▶ _About this exercise_
Among the records below, find the lines with the word "approved" and copy them.

════════════════════

PR #69, opened 2021-02-02
Changed log error to info in scheduler apiary

javsanbel2:
Really difficult change here, be careful reviewing the PR.

### DIFF
--- a/CHANGELOG.md
+++ b/CHANGELOG.md
@@ -6,7 +6,8 @@ and this project adheres to [Semantic Versioning](https://semver.org/spec/v2.0.0
 
 ## [3.0.2] - TBD
 ### Fixed
-- Set lifecycle type to `UNREFERENCED` for paths picked up by Vacuum tool. 
+- Set lifecycle type to `UNREFERENCED` for paths picked up by Vacuum tool.
+- Scheduler apiary prints log info instead of log error if the cleanup duration can not be parsed. 
 
 ## [3.0.1] - 2020-09-10
 ### Fixed
--- a/CHANGELOG.md
+++ b/CHANGELOG.md
@@ -7,7 +7,6 @@ and this project adheres to [Semantic Versioning](https://semver.org/spec/v2.0.0
 ## [3.0.2] - TBD
 ### Fixed
 - Set lifecycle type to `UNREFERENCED` for paths picked up by Vacuum tool.
-- Scheduler apiary prints log info instead of log error if the cleanup duration can not be parsed. 
 
 ## [3.0.1] - 2020-09-10
 ### Fixed
--- a/beekeeper-scheduler-apiary/src/main/java/com/expediagroup/beekeeper/scheduler/apiary/generator/utils/CleanupDelayExtractor.java
+++ b/beekeeper-scheduler-apiary/src/main/java/com/expediagroup/beekeeper/scheduler/apiary/generator/utils/CleanupDelayExtractor.java
@@ -52,10 +52,9 @@ public class CleanupDelayExtractor {
               listenerEvent.getTableName());
       return value;
     } catch (DateTimeParseException | NullPointerException e) {
-      log
-          .warn(
-              "Overridden delay value '{}' for key '{}' cannot be parsed to a Duration for table '{}.{}'. Using default setting.",
-              tableCleanupDelay, propertyKey, listenerEvent.getDbName(), listenerEvent.getTableName());
+      log.warn(
+              "Overridden delay value '{}' for key '{}' cannot be parsed to a Duration for table '{}.{}'. Using default setting {}.",
+              tableCleanupDelay, propertyKey, listenerEvent.getDbName(), listenerEvent.getTableName(), defaultValue);
       return defaultValue;
     }
   }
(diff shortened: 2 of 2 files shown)


abhimanyugupta07 (approved):

JayGreeeen (approved):

CHANGELOG.md
```diff
@@ -6,7 +6,8 @@ and this project adheres to [Semantic Versioning](https://semver.org/spec/v2.0.0
 
 ## [3.0.2] - TBD
 ### Fixed
-- Set lifecycle type to `UNREFERENCED` for paths picked up by Vacuum tool. 
+- Set lifecycle type to `UNREFERENCED` for paths picked up by Vacuum tool.
+- Scheduler apiary prints log info instead of log error if the cleanup duration can not be parsed.
```
abhimanyugupta07, line 10: CHANGELOG Not required I think

beekeeper-scheduler-apiary/src/main/java/com/expediagroup/beekeeper/scheduler/apiary/generator/utils/CleanupDelayExtractor.java
```diff
@@ -48,7 +48,7 @@ public Duration extractCleanupDelay(ListenerEvent listenerEvent) {
     try {
```
patduin, line 48: Sorry but can we change the logic of this class.
And have something like:
```
if tableCleanupDelay is null
  return defaultValue;
else {
try {
      return Duration.parse(tableCleanupDelay);	      return Duration.parse(tableCleanupDelay);
    } catch (DateTimeParseException | NullPointerException e) {	    } catch (DateTimeParseException | NullPointerException e) {
      log.warn(	      log.info(
          "Overridden delay value '{}' for key '{}' cannot be parsed to a Duration for table '{}.{}'. Using default setting.",	          "Overridden delay value '{}' for key '{}' cannot be parsed to a Duration for table '{}.{}'. Using default setting.",
          tableCleanupDelay, propertyKey, listenerEvent.getDbName(), listenerEvent.getTableName());	          tableCleanupDelay, propertyKey, listenerEvent.getDbName(), listenerEvent.getTableName());
      return defaultValue;
}
```
print warn if we found a value that couldn't be parsed. Would also be good to log the value of default that we are actually setting.

beekeeper-scheduler-apiary/src/main/java/com/expediagroup/beekeeper/scheduler/apiary/generator/utils/CleanupDelayExtractor.java
```diff
@@ -46,11 +46,16 @@ public CleanupDelayExtractor(String propertyKey, String defaultValue) {
...
+      log
+          .info("Using value '{}' for key {} for table {}.{}.", value, propertyKey, listenerEvent.getDbName(),
+              listenerEvent.getTableName());
+      return value;
     } catch (DateTimeParseException | NullPointerException e) {
-      log.error(
-          "Overridden delay value '{}' for key '{}' cannot be parsed to a Duration for table '{}.{}'. Using default setting.",
-          tableCleanupDelay, propertyKey, listenerEvent.getDbName(), listenerEvent.getTableName());
+      log
+          .warn(
```
JayGreeeen, line 56: v picky, but is it the formatter thats splitting `log.info` and `log.warn` onto separate lines? Think it would be nicer on one line

javsanbel2: Do you mean to put the log at the end? So we only use 1 log print statement?

beekeeper-scheduler-apiary/src/main/java/com/expediagroup/beekeeper/scheduler/apiary/generator/utils/CleanupDelayExtractor.java
```diff
@@ -46,11 +46,16 @@ public CleanupDelayExtractor(String propertyKey, String defaultValue) {
...
+              "Overridden delay value '{}' for key '{}' cannot be parsed to a Duration for table '{}.{}'. Using default setting.",
```
patduin, line 57: `Using default setting '{}'`

Can we print that?

beekeeper-scheduler-apiary/src/main/java/com/expediagroup/beekeeper/scheduler/apiary/generator/utils/CleanupDelayExtractor.java
JayGreeeen: no I mean have `log.warn` instead of 
```
log
   .warn
```

beekeeper-scheduler-apiary/src/main/java/com/expediagroup/beekeeper/scheduler/apiary/generator/utils/CleanupDelayExtractor.java
javsanbel2: Yep

beekeeper-scheduler-apiary/src/main/java/com/expediagroup/beekeeper/scheduler/apiary/generator/utils/CleanupDelayExtractor.java
javsanbel2: I can do it, but my format settings (from HCOM) recommend to put it in 2 lines.

patduin (approved):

════════════════════

▶ _Solution to this problem_
abhimanyugupta07 (approved):
JayGreeeen (approved):
patduin (approved):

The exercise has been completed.